Refraction and scattering of X-rays in analyzer-based imaging

A new algorithm is introduced for separation of the scattered and non-scattered parts of a monochromatic and well collimated synchrotron radiation beam transmitted through a sample and analyzed by reflection from a perfect crystal in the non-dispersive setting. The observed rocking curve is described by the Voigt function, which is a convolution of Lorentzian and Gaussian functions. For the actual fitting, pseudo-Voigtians are used. The fit yields the scaled integrated intensity (the effect of absorption), the center of the rocking curve (the effect of refraction), and the intensity of the transmitted beam is divided into the scattered and non-scattered parts. The algorithm is tested using samples that exhibit various degrees of refraction and scattering.
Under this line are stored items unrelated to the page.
PR #107, opened 2020-10-06
DM-26662: ap_verify import slow in Gen 3

kfindeisen:
This PR creates the `ap_verify` repository without checksums, to ensure that copying the repository is a fast operation (minutes vs. hours, for large repositories). Testing suggests that `daf.butler.Config` silently ignores nonexistent keys, so the new code will work for both file-based and non-file datastores. However, this behavior doesn't seem to be documented anywhere.

### DIFF
--- a/python/lsst/ap/verify/dataset.py
+++ b/python/lsst/ap/verify/dataset.py
@@ -277,7 +277,10 @@ class Dataset:
         """
         # No way to tell makeRepo "create only what's missing"
         try:
-            repoConfig = dafButler.Butler.makeRepo(repoDir)
+            seedConfig = dafButler.Config()
+            # Checksums greatly slow importing of large repositories
+            seedConfig["datastore", "checksum"] = False
+            repoConfig = dafButler.Butler.makeRepo(repoDir, config=seedConfig)
             butler = dafButler.Butler(repoConfig, writeable=True)
             butler.import_(directory=self._preloadedRepo, filename=self._preloadedExport,
                            transfer="auto")


python/lsst/ap/verify/dataset.py
```diff
@@ -277,7 +277,10 @@ def makeCompatibleRepoGen3(self, repoDir):
         """
         # No way to tell makeRepo "create only what's missing"
         try:
-            repoConfig = dafButler.Butler.makeRepo(repoDir)
+            initConfig = dafButler.Config()
```
timj, line 280: This doesn't matter but in `butler create` command line we call this a seed config.

python/lsst/ap/verify/dataset.py
```diff
@@ -277,7 +277,10 @@ def makeCompatibleRepoGen3(self, repoDir):
...
+            # Checksums greatly slow importing of large repositories
+            initConfig[".datastore.checksum"] = False
```
timj, line 282: Inside butler we prefer to write this as `initConfig["datastore", "checksum"]` rather than relying on the delimiter at all. You can of course keep it with the leading delimiter.

timj (approved):
Looks fine. Regarding config validation, `Config` is just a clever dict. It knows nothing about the content. Later on this will be part of a `DatastoreConfig` that can do validation but will also ignore things it doesn't care about. These are not pex_config. That can be good and it can be bad. In this case it's good because if you end up with an in-memory datastore nothing cares about the weird extra.

python/lsst/ap/verify/dataset.py
kfindeisen: If you prefer that format, consider emphasizing it in the class docs. Right now they focus almost entirely on delimiters, and all the alternatives are presented as if they were equal.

Very close fits are achieved in an angular range that is 15 times the full width at half-maximum of the intrinsic rocking curve of the analyzer. The scattering part has long tails of Lorentzian shape owing to the `long-slit geometry' of the set-up. Quantitative images of absorption, refraction and scattering are constructed and compared with results of earlier treatments. The portion of scattering and the second moment of the observed rocking curve both increase linearly with the sample thickness and yield identical maps of the effects of scattering. The effects of refraction are calculated using the geometrical optics approximation, and a good agreement with experiment is found. The fits with reduced number of data points (minimum number is five) yield closely the same results as fits to the full data set.